:: DATA LISTING ::
PR #225, opened 2022-01-11
feat : Create Polyline & Polygon Annotation

wadjih-bencheikh18:


lpatiny:
Could you also implement polygon (even if probably there is shared code that should be in a common function) and a corresponding example.

For now I would remove the possibility to display the points because it will yield to many problems like style or shape customisation and I currently don't see any application for it. The goal is not to reproduce a series but just annotate a chart. If ever we really wanted points in the corner of the polyline we can still add Shape annotations.

wadjih-bencheikh18:
Do you mean by "implement polygon" creating new story or new annotation?

lpatiny:
> Do you mean by "implement polygon" creating new story or new annotation?

Both.

Actually for 'polygon' I would say that the property `color` is the fill color while for the annotation `polyline` the property `color` is the stroke color

wadjih-bencheikh18:
polygon added
the color prop is already in polygon 
but in polyline I used line annotation so the prop "color" will be added when #224 merged

src/hooks.ts
```diff
@@ -73,3 +73,17 @@ function convertValueAbs(
   if (scale === undefined) return 0;
   return typeof value === 'number' ? Math.abs(scale(0) - scale(value)) : value;
 }
+
+export function usePointPosition(config: UsePositionConfig[]) {
+  const { axisContext } = usePlotContext();
+  const [xScale, yScale] = validateAxis(axisContext, 'x', 'y');
+  const points = config;
+  let result = '';
+  points.forEach((point) => {
```
lpatiny, line 82: I didn't benchmark this code but I don't think it is the best way to do it because you create huge amount of intermediate strings.

Use rather something like:
```
return points.map((point) => `${convertValue(point.x, xScale)},${convertValue(
      point.y,
      yScale,
    )`).join(' ')
```

wadjih-bencheikh18: yes better

src/components/Annotations/Polyline.tsx
```diff
@@ -0,0 +1,31 @@
...
+
+export interface AnnotationPolylineProps
+  extends Omit<SVGProps<SVGLineElement>, 'points'> {
+  points: { x: number | string; y: number | string }[];
+}
+
+export function Polyline(props: AnnotationPolylineProps) {
+  const { points, ...polylineProps } = props;
+  return (
+    <>
```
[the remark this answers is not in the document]
wadjih-bencheikh18: okey no problem

targos:
The new components should be exported in https://github.com/zakodium/react-plot/blob/main/src/components/Annotations/Annotation.tsx

wadjih-bencheikh18:
@targos do i have to open new PR ?

targos:
Yes please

:: AIM OF THE EXERCISE ::
Please copy out the preceding data in full, exactly as written.

:: EXERCISE OUTPUT ::
PR #225, opened 2022-01-11
feat : Create Polyline & Polygon Annotation

wadjih-bencheikh18:


lpatiny:
Could you also implement polygon (even if probably there is shared code that should be in a common function) and a corresponding example.

For now I would remove the possibility to display the points because it will yield to many problems like style or shape customisation and I currently don't see any application for it. The goal is not to reproduce a series but just annotate a chart. If ever we really wanted points in the corner of the polyline we can still add Shape annotations.

wadjih-bencheikh18:
Do you mean by "implement polygon" creating new story or new annotation?

lpatiny:
> Do you mean by "implement polygon" creating new story or new annotation?

Both.

Actually for 'polygon' I would say that the property `color` is the fill color while for the annotation `polyline` the property `color` is the stroke color

wadjih-bencheikh18:
polygon added
the color prop is already in polygon 
but in polyline I used line annotation so the prop "color" will be added when #224 merged

src/hooks.ts
```diff
@@ -73,3 +73,17 @@ function convertValueAbs(
   if (scale === undefined) return 0;
   return typeof value === 'number' ? Math.abs(scale(0) - scale(value)) : value;
 }
+
+export function usePointPosition(config: UsePositionConfig[]) {
+  const { axisContext } = usePlotContext();
+  const [xScale, yScale] = validateAxis(axisContext, 'x', 'y');
+  const points = config;
+  let result = '';
+  points.forEach((point) => {
```
lpatiny, line 82: I didn't benchmark this code but I don't think it is the best way to do it because you create huge amount of intermediate strings.

Use rather something like:
```
return points.map((point) => `${convertValue(point.x, xScale)},${convertValue(
      point.y,
      yScale,
    )`).join(' ')
```

wadjih-bencheikh18: yes better

src/components/Annotations/Polyline.tsx
```diff
@@ -0,0 +1,31 @@
...
+
+export interface AnnotationPolylineProps
+  extends Omit<SVGProps<SVGLineElement>, 'points'> {
+  points: { x: number | string; y: number | string }[];
+}
+
+export function Polyline(props: AnnotationPolylineProps) {
+  const { points, ...polylineProps } = props;
+  return (
+    <>
```
[the remark this answers is not in the document]
wadjih-bencheikh18: okey no problem

targos:
The new components should be exported in https://github.com/zakodium/react-plot/blob/main/src/components/Annotations/Annotation.tsx

wadjih-bencheikh18:
@targos do i have to open new PR ?

targos:
Yes please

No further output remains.